• [WORK TO COMPLETE] Every line below that holds "lanes" must be copied.
[Start of Attachment]
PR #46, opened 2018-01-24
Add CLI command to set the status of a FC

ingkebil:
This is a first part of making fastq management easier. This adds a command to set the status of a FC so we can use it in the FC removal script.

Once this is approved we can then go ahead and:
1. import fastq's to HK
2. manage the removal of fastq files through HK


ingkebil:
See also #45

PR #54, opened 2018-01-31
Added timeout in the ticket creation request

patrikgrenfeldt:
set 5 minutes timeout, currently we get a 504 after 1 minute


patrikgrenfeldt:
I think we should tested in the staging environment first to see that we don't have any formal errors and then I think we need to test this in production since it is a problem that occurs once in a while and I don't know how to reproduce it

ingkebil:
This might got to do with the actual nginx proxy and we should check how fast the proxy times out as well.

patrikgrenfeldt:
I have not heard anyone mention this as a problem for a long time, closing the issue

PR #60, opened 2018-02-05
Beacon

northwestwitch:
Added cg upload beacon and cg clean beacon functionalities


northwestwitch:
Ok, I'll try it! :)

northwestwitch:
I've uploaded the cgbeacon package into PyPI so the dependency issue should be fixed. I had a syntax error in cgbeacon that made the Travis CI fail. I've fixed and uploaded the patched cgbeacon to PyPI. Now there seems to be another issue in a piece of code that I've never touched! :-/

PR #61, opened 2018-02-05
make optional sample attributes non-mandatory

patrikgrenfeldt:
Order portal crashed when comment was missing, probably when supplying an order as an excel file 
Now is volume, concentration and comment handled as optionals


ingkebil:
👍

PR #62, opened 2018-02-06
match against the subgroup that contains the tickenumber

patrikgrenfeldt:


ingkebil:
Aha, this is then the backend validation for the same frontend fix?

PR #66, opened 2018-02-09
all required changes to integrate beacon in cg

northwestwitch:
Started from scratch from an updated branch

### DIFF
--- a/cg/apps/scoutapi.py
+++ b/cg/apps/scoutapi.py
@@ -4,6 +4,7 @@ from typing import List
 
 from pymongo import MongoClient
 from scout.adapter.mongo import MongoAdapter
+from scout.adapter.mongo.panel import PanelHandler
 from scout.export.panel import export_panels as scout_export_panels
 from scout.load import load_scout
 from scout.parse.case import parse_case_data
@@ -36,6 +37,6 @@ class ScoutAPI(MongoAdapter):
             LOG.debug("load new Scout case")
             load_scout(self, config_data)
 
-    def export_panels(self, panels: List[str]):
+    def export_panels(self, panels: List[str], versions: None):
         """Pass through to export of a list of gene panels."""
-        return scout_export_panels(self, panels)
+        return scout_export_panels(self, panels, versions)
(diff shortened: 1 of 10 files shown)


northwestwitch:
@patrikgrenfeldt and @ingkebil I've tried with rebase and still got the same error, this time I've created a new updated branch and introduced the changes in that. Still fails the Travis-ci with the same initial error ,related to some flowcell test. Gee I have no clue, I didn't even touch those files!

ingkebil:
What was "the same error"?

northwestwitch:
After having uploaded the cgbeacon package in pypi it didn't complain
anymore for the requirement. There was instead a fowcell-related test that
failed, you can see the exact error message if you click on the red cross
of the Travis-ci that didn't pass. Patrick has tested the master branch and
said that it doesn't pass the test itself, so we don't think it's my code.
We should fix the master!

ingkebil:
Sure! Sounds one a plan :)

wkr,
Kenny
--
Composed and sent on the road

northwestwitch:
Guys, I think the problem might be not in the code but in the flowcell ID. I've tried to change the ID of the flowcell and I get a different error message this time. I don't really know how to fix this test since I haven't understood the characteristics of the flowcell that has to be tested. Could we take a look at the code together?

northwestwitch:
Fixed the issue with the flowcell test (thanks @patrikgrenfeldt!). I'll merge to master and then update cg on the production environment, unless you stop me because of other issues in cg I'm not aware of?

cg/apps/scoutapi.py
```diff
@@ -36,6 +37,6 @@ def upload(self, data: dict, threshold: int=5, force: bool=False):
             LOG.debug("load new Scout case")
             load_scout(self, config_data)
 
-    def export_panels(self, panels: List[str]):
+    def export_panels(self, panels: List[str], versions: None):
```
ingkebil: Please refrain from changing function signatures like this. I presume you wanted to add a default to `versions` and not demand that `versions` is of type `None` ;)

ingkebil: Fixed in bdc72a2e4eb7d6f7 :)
[End of Attachment]
[Start of Attachment]
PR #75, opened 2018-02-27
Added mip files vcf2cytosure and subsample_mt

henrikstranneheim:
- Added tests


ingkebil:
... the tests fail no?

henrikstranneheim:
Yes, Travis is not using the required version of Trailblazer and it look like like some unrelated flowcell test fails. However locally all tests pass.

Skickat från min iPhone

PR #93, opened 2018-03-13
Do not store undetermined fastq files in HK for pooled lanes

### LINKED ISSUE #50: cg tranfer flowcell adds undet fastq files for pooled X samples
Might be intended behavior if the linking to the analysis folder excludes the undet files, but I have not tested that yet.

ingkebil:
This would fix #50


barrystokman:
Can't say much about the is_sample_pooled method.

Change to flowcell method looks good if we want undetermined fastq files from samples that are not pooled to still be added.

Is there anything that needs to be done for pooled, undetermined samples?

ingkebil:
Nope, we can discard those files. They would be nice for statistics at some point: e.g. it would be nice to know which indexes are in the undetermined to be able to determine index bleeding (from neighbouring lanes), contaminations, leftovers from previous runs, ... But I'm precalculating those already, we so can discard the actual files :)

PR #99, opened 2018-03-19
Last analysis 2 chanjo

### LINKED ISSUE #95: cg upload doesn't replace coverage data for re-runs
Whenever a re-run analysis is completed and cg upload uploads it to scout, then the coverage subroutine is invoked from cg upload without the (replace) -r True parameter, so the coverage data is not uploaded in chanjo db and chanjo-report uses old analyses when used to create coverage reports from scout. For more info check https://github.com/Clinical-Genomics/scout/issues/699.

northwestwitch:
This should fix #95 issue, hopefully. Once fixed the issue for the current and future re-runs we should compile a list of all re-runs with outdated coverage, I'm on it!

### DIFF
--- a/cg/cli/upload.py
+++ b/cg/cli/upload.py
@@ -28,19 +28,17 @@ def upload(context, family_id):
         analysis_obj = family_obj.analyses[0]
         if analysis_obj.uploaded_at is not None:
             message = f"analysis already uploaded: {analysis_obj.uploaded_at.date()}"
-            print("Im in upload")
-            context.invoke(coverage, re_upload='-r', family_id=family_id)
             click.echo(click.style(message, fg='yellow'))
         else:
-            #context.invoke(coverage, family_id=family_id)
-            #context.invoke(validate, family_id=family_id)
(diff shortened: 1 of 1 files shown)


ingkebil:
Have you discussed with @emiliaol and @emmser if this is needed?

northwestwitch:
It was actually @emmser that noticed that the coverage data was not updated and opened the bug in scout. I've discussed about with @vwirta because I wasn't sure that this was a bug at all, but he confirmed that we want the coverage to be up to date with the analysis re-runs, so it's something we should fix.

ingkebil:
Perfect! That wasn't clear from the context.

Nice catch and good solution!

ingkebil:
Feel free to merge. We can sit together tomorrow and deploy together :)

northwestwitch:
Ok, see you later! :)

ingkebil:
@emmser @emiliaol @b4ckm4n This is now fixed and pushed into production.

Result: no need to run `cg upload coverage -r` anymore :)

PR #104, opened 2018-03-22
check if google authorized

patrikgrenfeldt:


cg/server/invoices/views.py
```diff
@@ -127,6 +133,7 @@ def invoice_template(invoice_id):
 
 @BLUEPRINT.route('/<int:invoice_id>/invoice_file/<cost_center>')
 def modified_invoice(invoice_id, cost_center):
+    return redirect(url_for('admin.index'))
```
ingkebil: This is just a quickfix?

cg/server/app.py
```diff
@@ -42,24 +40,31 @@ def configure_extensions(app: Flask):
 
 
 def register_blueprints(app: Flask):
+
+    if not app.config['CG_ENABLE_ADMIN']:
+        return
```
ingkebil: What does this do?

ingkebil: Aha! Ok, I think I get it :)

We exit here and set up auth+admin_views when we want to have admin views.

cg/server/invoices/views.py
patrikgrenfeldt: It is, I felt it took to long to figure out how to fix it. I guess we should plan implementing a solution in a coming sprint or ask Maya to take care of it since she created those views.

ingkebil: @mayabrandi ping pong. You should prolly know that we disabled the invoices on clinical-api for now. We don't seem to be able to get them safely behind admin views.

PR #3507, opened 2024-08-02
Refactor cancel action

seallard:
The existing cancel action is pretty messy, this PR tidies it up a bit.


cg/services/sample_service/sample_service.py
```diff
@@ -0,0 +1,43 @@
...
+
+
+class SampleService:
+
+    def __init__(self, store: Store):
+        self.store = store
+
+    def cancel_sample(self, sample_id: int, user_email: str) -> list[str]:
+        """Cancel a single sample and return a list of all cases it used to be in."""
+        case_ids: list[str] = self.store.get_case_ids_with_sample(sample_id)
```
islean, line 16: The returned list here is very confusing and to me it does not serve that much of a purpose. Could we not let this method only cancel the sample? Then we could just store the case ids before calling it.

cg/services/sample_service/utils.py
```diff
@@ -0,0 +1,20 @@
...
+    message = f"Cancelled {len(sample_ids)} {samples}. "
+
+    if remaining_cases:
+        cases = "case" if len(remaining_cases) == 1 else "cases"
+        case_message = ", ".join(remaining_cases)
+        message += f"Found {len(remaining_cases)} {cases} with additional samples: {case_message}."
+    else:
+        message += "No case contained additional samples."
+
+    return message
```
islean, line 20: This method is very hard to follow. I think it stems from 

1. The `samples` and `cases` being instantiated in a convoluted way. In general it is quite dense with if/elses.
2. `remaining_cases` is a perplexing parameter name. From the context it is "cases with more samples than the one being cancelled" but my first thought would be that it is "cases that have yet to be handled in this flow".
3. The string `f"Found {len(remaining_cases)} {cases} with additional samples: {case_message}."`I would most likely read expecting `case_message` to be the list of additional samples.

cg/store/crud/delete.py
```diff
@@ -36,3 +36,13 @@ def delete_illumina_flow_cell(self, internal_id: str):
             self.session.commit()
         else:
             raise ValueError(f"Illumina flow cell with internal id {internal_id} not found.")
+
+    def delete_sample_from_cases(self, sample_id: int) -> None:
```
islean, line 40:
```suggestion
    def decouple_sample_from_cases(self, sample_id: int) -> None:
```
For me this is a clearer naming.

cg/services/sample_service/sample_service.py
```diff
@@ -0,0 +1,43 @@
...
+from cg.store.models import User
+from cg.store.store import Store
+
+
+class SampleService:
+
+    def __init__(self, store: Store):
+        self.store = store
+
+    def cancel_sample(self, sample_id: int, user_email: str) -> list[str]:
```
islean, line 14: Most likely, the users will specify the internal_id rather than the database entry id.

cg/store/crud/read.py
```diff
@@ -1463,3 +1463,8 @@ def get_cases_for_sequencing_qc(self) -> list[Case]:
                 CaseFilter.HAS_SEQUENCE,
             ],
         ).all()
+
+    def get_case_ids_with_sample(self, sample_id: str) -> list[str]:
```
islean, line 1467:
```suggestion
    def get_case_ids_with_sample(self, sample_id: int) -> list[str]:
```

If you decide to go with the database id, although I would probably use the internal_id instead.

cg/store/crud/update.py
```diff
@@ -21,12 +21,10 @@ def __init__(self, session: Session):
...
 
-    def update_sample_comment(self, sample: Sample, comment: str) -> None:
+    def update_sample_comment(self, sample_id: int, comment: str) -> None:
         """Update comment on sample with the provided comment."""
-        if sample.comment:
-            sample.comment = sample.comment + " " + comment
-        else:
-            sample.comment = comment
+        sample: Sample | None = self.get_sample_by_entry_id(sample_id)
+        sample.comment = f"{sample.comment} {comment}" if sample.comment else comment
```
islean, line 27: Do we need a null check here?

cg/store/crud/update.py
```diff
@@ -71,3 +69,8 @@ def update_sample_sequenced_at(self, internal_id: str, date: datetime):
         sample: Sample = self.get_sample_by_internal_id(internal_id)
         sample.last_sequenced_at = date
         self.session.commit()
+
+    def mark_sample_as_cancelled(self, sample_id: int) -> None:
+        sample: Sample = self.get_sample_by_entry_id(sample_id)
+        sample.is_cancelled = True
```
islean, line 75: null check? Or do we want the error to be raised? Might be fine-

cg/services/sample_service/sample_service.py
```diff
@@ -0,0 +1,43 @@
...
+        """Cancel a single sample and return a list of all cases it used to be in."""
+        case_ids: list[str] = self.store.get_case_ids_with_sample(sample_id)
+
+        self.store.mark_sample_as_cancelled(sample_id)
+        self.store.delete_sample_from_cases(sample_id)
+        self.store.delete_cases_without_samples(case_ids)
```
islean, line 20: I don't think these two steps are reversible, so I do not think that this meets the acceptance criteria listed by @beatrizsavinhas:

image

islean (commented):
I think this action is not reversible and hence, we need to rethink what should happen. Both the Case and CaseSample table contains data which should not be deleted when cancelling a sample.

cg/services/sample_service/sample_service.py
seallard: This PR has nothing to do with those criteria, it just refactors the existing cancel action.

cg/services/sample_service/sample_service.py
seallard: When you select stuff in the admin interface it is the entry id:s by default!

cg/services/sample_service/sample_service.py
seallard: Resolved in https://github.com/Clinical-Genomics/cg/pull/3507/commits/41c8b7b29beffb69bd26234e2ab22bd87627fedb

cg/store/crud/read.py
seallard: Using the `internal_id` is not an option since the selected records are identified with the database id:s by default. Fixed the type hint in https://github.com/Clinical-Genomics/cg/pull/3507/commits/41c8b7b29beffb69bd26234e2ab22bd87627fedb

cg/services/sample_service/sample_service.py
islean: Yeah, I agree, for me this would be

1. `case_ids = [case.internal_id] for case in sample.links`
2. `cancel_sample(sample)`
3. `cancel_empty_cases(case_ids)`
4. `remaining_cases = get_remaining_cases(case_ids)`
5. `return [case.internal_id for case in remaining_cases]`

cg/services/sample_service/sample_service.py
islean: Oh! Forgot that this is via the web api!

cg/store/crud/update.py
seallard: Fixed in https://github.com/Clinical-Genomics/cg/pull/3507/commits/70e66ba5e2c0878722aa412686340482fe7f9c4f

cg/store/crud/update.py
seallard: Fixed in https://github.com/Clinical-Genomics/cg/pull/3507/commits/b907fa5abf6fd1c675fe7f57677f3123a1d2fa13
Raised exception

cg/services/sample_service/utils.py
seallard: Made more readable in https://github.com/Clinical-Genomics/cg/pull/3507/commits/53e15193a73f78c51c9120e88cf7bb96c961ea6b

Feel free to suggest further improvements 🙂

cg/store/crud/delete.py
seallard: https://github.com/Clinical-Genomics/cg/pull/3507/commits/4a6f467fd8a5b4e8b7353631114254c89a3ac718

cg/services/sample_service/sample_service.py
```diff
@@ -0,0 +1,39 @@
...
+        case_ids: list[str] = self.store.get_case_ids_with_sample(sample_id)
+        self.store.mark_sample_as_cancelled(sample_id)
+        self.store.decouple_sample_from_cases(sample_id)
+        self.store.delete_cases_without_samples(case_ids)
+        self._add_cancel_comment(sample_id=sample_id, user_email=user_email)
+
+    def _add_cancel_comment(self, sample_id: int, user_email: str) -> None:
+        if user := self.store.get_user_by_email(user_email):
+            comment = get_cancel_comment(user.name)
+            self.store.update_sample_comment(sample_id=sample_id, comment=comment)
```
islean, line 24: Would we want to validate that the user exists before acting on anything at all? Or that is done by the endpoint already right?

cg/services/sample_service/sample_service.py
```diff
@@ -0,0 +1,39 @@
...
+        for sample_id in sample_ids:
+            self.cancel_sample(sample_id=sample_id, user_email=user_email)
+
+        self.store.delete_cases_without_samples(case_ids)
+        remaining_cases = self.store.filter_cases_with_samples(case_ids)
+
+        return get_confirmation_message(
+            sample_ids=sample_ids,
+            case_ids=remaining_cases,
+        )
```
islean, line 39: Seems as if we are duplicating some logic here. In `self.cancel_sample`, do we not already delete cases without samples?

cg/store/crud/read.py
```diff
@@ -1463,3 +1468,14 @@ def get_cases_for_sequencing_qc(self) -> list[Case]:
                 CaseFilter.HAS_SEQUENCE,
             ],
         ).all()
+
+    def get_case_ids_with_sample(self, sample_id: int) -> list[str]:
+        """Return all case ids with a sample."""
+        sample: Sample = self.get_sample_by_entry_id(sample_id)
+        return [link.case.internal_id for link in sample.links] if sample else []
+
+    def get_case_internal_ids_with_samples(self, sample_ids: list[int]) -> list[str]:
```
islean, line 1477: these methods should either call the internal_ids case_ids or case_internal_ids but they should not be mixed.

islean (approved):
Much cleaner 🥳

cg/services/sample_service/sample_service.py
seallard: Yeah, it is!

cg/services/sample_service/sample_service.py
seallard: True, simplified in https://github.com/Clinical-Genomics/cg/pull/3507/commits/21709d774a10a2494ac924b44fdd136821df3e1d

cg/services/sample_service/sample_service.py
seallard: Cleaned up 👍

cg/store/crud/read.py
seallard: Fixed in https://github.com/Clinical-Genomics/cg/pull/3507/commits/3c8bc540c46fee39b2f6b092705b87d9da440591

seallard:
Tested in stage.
[End of Attachment]
[Start of Attachment]
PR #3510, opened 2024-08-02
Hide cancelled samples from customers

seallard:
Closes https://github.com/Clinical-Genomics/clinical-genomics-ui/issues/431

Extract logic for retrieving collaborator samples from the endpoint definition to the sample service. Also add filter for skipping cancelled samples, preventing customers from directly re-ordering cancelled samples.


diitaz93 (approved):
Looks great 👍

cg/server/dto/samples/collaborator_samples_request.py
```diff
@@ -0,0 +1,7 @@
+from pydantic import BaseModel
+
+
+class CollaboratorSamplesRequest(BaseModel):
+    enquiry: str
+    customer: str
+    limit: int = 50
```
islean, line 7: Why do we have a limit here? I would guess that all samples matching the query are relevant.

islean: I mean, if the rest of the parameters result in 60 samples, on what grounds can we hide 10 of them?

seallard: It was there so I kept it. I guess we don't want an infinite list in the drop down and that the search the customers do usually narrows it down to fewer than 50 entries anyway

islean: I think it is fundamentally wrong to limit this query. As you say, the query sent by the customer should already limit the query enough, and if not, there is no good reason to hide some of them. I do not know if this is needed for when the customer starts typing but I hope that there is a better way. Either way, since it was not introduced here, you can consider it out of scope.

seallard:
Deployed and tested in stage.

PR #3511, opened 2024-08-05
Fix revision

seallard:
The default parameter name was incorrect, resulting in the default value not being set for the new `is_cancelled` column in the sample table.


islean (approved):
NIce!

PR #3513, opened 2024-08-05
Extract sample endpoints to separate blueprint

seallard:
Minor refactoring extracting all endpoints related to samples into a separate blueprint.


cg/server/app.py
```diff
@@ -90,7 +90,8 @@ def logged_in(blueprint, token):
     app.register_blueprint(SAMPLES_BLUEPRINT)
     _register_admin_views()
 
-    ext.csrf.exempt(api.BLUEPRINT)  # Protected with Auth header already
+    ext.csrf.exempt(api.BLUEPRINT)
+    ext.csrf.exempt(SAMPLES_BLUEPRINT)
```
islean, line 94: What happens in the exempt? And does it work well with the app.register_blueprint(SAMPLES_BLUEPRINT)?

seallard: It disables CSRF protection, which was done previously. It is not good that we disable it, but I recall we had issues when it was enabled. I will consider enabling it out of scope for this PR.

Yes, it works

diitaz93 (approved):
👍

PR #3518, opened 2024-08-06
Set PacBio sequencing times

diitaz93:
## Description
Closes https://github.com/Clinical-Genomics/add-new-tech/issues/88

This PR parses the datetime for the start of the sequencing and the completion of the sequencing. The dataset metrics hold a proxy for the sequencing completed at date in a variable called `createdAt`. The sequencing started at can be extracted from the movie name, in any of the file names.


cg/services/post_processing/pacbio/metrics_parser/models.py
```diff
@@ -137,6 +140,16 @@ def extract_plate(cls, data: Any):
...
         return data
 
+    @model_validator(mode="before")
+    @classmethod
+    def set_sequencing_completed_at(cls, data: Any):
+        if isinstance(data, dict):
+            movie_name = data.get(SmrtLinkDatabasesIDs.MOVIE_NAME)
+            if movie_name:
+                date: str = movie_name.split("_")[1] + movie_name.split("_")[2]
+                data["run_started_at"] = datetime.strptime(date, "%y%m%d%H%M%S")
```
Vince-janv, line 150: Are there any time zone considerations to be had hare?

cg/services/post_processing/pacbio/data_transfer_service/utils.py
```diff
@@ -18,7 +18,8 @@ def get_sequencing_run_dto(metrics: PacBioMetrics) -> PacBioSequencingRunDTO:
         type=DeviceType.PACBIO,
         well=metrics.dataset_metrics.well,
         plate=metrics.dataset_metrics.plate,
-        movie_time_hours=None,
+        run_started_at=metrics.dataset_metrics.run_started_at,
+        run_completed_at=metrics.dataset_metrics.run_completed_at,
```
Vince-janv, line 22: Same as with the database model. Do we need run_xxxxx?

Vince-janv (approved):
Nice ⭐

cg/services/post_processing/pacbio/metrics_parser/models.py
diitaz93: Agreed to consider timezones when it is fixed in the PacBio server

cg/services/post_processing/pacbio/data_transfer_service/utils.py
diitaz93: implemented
[End of Attachment]
• [SOLUTION FOR THIS EXERCISE]
Do not store undetermined fastq files in HK for pooled lanes
Nope, we can discard those files. They would be nice for statistics at some point: e.g. it would be nice to know which indexes are in the undetermined to be able to determine index bleeding (from neighbouring lanes), contaminations, leftovers from previous runs, ... But I'm precalculating those already, we so can discard the actual files :)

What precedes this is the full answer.